> Task brief
The listing that follows should be duplicated character for character.

═════ Given information

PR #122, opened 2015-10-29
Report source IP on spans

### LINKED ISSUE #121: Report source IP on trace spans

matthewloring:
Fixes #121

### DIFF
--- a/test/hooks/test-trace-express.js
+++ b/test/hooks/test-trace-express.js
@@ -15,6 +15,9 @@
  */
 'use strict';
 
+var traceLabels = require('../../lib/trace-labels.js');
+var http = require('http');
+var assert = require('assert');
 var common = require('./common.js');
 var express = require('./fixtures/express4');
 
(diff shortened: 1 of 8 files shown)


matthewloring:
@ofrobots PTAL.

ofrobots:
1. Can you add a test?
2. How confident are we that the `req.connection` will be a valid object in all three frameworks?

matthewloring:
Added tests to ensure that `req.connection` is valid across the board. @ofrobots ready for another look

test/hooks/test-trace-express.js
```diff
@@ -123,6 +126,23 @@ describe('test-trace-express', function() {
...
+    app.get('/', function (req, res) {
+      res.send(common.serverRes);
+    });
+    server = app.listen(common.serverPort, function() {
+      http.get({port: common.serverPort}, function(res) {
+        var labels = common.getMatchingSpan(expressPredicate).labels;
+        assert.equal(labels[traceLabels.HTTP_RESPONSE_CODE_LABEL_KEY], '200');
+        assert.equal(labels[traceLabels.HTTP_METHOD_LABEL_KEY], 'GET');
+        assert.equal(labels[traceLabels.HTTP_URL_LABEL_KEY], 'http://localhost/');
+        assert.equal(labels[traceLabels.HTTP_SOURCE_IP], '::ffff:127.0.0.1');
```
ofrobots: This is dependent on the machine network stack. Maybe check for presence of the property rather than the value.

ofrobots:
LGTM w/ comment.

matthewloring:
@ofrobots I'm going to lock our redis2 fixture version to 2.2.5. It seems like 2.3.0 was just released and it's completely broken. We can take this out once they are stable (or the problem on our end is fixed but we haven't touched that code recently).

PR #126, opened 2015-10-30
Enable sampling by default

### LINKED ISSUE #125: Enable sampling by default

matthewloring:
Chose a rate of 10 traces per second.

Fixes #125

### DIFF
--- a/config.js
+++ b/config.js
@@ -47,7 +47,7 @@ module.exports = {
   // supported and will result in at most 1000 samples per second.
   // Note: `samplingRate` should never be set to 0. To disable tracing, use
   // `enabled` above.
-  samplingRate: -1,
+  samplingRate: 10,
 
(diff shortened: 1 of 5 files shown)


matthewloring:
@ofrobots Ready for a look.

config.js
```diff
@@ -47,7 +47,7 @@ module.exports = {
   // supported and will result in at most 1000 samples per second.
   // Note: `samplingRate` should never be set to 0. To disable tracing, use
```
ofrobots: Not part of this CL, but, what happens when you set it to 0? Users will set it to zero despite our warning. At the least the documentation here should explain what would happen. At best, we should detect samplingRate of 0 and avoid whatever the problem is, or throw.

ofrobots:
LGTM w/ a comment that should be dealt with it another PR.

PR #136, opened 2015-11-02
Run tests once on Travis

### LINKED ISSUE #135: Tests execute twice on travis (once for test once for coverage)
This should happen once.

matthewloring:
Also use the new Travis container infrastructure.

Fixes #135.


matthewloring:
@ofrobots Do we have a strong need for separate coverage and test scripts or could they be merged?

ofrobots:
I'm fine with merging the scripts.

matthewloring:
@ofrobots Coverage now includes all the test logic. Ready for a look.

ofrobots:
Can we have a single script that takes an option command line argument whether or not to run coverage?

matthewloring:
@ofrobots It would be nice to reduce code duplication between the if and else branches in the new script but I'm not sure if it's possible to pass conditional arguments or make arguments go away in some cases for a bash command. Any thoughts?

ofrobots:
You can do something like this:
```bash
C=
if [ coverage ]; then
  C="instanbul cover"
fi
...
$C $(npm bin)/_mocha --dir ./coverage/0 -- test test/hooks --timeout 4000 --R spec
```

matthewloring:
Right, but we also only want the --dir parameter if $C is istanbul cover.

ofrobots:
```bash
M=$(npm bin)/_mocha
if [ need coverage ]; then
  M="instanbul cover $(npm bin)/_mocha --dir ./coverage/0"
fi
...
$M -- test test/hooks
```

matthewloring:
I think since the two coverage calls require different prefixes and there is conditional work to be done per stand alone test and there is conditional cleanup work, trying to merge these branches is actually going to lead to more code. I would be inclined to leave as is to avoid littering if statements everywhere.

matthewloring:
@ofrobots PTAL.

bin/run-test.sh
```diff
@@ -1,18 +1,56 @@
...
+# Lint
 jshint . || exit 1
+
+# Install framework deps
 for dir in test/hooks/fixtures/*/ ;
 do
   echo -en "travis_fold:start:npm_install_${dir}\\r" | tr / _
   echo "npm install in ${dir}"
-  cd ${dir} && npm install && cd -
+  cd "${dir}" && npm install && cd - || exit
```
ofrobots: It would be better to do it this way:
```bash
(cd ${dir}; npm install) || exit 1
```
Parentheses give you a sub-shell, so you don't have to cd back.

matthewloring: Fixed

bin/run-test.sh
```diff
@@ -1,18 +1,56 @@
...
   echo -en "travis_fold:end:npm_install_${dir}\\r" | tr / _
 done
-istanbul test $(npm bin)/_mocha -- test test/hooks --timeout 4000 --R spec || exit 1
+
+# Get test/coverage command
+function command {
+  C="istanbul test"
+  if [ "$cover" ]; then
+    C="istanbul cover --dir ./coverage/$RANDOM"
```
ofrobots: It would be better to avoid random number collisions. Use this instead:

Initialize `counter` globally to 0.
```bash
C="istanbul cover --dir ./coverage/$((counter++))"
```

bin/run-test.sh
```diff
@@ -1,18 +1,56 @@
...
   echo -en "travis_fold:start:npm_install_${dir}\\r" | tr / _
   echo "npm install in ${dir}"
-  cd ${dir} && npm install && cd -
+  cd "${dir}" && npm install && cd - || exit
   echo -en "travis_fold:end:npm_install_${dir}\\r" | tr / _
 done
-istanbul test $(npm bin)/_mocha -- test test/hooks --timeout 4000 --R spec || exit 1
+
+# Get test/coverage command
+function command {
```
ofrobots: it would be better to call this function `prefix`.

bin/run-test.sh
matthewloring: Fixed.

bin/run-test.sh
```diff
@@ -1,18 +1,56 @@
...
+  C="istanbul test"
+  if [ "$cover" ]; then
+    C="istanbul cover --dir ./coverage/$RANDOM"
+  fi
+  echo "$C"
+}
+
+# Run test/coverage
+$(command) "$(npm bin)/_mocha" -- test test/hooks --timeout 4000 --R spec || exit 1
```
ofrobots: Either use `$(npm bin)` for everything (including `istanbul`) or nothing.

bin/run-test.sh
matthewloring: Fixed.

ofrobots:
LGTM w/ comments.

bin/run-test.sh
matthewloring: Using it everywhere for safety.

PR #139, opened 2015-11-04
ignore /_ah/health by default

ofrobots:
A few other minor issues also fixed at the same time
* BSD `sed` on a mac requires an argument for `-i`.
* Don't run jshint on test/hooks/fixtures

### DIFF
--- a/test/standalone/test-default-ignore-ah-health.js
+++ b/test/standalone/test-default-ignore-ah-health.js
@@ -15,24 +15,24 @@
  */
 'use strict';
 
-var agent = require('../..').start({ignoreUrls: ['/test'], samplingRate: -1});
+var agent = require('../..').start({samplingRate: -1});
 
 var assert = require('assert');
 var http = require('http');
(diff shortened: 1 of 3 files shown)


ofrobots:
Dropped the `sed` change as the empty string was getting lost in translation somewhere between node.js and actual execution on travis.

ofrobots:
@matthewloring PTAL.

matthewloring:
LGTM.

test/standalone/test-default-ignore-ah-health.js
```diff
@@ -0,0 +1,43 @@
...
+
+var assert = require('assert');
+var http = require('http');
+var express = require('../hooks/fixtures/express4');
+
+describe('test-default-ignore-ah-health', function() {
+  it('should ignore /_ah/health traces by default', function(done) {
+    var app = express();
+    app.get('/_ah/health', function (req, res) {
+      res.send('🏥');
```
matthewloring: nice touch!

══════════

> Answer for the task
PR #122, opened 2015-10-29
Report source IP on spans

### LINKED ISSUE #121: Report source IP on trace spans

matthewloring:
Fixes #121

### DIFF
--- a/test/hooks/test-trace-express.js
+++ b/test/hooks/test-trace-express.js
@@ -15,6 +15,9 @@
  */
 'use strict';
 
+var traceLabels = require('../../lib/trace-labels.js');
+var http = require('http');
+var assert = require('assert');
 var common = require('./common.js');
 var express = require('./fixtures/express4');
 
(diff shortened: 1 of 8 files shown)


matthewloring:
@ofrobots PTAL.

ofrobots:
1. Can you add a test?
2. How confident are we that the `req.connection` will be a valid object in all three frameworks?

matthewloring:
Added tests to ensure that `req.connection` is valid across the board. @ofrobots ready for another look

test/hooks/test-trace-express.js
```diff
@@ -123,6 +126,23 @@ describe('test-trace-express', function() {
...
+    app.get('/', function (req, res) {
+      res.send(common.serverRes);
+    });
+    server = app.listen(common.serverPort, function() {
+      http.get({port: common.serverPort}, function(res) {
+        var labels = common.getMatchingSpan(expressPredicate).labels;
+        assert.equal(labels[traceLabels.HTTP_RESPONSE_CODE_LABEL_KEY], '200');
+        assert.equal(labels[traceLabels.HTTP_METHOD_LABEL_KEY], 'GET');
+        assert.equal(labels[traceLabels.HTTP_URL_LABEL_KEY], 'http://localhost/');
+        assert.equal(labels[traceLabels.HTTP_SOURCE_IP], '::ffff:127.0.0.1');
```
ofrobots: This is dependent on the machine network stack. Maybe check for presence of the property rather than the value.

ofrobots:
LGTM w/ comment.

matthewloring:
@ofrobots I'm going to lock our redis2 fixture version to 2.2.5. It seems like 2.3.0 was just released and it's completely broken. We can take this out once they are stable (or the problem on our end is fixed but we haven't touched that code recently).

PR #126, opened 2015-10-30
Enable sampling by default

### LINKED ISSUE #125: Enable sampling by default

matthewloring:
Chose a rate of 10 traces per second.

Fixes #125

### DIFF
--- a/config.js
+++ b/config.js
@@ -47,7 +47,7 @@ module.exports = {
   // supported and will result in at most 1000 samples per second.
   // Note: `samplingRate` should never be set to 0. To disable tracing, use
   // `enabled` above.
-  samplingRate: -1,
+  samplingRate: 10,
 
(diff shortened: 1 of 5 files shown)


matthewloring:
@ofrobots Ready for a look.

config.js
```diff
@@ -47,7 +47,7 @@ module.exports = {
   // supported and will result in at most 1000 samples per second.
   // Note: `samplingRate` should never be set to 0. To disable tracing, use
```
ofrobots: Not part of this CL, but, what happens when you set it to 0? Users will set it to zero despite our warning. At the least the documentation here should explain what would happen. At best, we should detect samplingRate of 0 and avoid whatever the problem is, or throw.

ofrobots:
LGTM w/ a comment that should be dealt with it another PR.

PR #136, opened 2015-11-02
Run tests once on Travis

### LINKED ISSUE #135: Tests execute twice on travis (once for test once for coverage)
This should happen once.

matthewloring:
Also use the new Travis container infrastructure.

Fixes #135.


matthewloring:
@ofrobots Do we have a strong need for separate coverage and test scripts or could they be merged?

ofrobots:
I'm fine with merging the scripts.

matthewloring:
@ofrobots Coverage now includes all the test logic. Ready for a look.

ofrobots:
Can we have a single script that takes an option command line argument whether or not to run coverage?

matthewloring:
@ofrobots It would be nice to reduce code duplication between the if and else branches in the new script but I'm not sure if it's possible to pass conditional arguments or make arguments go away in some cases for a bash command. Any thoughts?

ofrobots:
You can do something like this:
```bash
C=
if [ coverage ]; then
  C="instanbul cover"
fi
...
$C $(npm bin)/_mocha --dir ./coverage/0 -- test test/hooks --timeout 4000 --R spec
```

matthewloring:
Right, but we also only want the --dir parameter if $C is istanbul cover.

ofrobots:
```bash
M=$(npm bin)/_mocha
if [ need coverage ]; then
  M="instanbul cover $(npm bin)/_mocha --dir ./coverage/0"
fi
...
$M -- test test/hooks
```

matthewloring:
I think since the two coverage calls require different prefixes and there is conditional work to be done per stand alone test and there is conditional cleanup work, trying to merge these branches is actually going to lead to more code. I would be inclined to leave as is to avoid littering if statements everywhere.

matthewloring:
@ofrobots PTAL.

bin/run-test.sh
```diff
@@ -1,18 +1,56 @@
...
+# Lint
 jshint . || exit 1
+
+# Install framework deps
 for dir in test/hooks/fixtures/*/ ;
 do
   echo -en "travis_fold:start:npm_install_${dir}\\r" | tr / _
   echo "npm install in ${dir}"
-  cd ${dir} && npm install && cd -
+  cd "${dir}" && npm install && cd - || exit
```
ofrobots: It would be better to do it this way:
```bash
(cd ${dir}; npm install) || exit 1
```
Parentheses give you a sub-shell, so you don't have to cd back.

matthewloring: Fixed

bin/run-test.sh
```diff
@@ -1,18 +1,56 @@
...
   echo -en "travis_fold:end:npm_install_${dir}\\r" | tr / _
 done
-istanbul test $(npm bin)/_mocha -- test test/hooks --timeout 4000 --R spec || exit 1
+
+# Get test/coverage command
+function command {
+  C="istanbul test"
+  if [ "$cover" ]; then
+    C="istanbul cover --dir ./coverage/$RANDOM"
```
ofrobots: It would be better to avoid random number collisions. Use this instead:

Initialize `counter` globally to 0.
```bash
C="istanbul cover --dir ./coverage/$((counter++))"
```

bin/run-test.sh
```diff
@@ -1,18 +1,56 @@
...
   echo -en "travis_fold:start:npm_install_${dir}\\r" | tr / _
   echo "npm install in ${dir}"
-  cd ${dir} && npm install && cd -
+  cd "${dir}" && npm install && cd - || exit
   echo -en "travis_fold:end:npm_install_${dir}\\r" | tr / _
 done
-istanbul test $(npm bin)/_mocha -- test test/hooks --timeout 4000 --R spec || exit 1
+
+# Get test/coverage command
+function command {
```
ofrobots: it would be better to call this function `prefix`.

bin/run-test.sh
matthewloring: Fixed.

bin/run-test.sh
```diff
@@ -1,18 +1,56 @@
...
+  C="istanbul test"
+  if [ "$cover" ]; then
+    C="istanbul cover --dir ./coverage/$RANDOM"
+  fi
+  echo "$C"
+}
+
+# Run test/coverage
+$(command) "$(npm bin)/_mocha" -- test test/hooks --timeout 4000 --R spec || exit 1
```
ofrobots: Either use `$(npm bin)` for everything (including `istanbul`) or nothing.

bin/run-test.sh
matthewloring: Fixed.

ofrobots:
LGTM w/ comments.

bin/run-test.sh
matthewloring: Using it everywhere for safety.

PR #139, opened 2015-11-04
ignore /_ah/health by default

ofrobots:
A few other minor issues also fixed at the same time
* BSD `sed` on a mac requires an argument for `-i`.
* Don't run jshint on test/hooks/fixtures

### DIFF
--- a/test/standalone/test-default-ignore-ah-health.js
+++ b/test/standalone/test-default-ignore-ah-health.js
@@ -15,24 +15,24 @@
  */
 'use strict';
 
-var agent = require('../..').start({ignoreUrls: ['/test'], samplingRate: -1});
+var agent = require('../..').start({samplingRate: -1});
 
 var assert = require('assert');
 var http = require('http');
(diff shortened: 1 of 3 files shown)


ofrobots:
Dropped the `sed` change as the empty string was getting lost in translation somewhere between node.js and actual execution on travis.

ofrobots:
@matthewloring PTAL.

matthewloring:
LGTM.

test/standalone/test-default-ignore-ah-health.js
```diff
@@ -0,0 +1,43 @@
...
+
+var assert = require('assert');
+var http = require('http');
+var express = require('../hooks/fixtures/express4');
+
+describe('test-default-ignore-ah-health', function() {
+  it('should ignore /_ah/health traces by default', function(done) {
+    var app = express();
+    app.get('/_ah/health', function (req, res) {
+      res.send('🏥');
```
matthewloring: nice touch!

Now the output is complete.